(Stored items)
'''

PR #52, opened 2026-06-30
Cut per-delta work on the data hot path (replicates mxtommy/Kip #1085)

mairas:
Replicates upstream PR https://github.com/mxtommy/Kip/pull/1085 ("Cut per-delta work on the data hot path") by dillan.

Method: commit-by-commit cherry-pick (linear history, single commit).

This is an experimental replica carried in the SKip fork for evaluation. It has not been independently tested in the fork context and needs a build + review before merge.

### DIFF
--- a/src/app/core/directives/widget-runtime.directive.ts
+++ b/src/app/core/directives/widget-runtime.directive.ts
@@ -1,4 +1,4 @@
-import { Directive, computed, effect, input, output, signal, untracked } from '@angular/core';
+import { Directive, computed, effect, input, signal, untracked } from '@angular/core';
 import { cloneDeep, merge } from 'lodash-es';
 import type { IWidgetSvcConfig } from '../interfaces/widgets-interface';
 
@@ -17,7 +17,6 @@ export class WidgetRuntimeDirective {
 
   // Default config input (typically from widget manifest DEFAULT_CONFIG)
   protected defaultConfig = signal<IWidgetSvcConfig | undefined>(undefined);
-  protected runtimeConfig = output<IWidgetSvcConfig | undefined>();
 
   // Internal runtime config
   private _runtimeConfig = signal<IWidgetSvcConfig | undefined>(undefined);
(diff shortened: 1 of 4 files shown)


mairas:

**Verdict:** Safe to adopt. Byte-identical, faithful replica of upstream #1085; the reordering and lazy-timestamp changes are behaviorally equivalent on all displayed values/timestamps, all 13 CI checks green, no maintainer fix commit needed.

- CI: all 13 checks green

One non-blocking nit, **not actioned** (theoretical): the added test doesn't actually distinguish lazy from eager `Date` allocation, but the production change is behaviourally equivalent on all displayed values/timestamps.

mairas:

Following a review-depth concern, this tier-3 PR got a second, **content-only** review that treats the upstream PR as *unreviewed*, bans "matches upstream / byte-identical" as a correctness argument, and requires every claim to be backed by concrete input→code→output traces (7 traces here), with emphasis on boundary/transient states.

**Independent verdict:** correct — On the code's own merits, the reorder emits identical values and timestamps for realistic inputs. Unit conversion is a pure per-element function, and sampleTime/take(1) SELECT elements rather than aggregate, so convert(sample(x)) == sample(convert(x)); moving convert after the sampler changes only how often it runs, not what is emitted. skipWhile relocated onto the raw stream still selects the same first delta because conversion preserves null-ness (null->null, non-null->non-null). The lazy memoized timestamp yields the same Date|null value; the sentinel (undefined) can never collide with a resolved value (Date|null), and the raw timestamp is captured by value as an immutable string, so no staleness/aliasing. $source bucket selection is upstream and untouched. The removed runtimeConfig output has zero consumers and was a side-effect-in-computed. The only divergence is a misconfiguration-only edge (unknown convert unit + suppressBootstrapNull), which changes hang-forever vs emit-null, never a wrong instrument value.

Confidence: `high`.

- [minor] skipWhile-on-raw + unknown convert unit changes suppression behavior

'''

• [Action item]: From the entries above, write out only the lines starting at the line that holds "Internal runtime config" and ending at the line that holds "- CI: all 13 checks green", keeping both and matching them exactly.

• [Solution to the exercise]:
   // Internal runtime config
   private _runtimeConfig = signal<IWidgetSvcConfig | undefined>(undefined);
(diff shortened: 1 of 4 files shown)


mairas:

**Verdict:** Safe to adopt. Byte-identical, faithful replica of upstream #1085; the reordering and lazy-timestamp changes are behaviorally equivalent on all displayed values/timestamps, all 13 CI checks green, no maintainer fix commit needed.

- CI: all 13 checks green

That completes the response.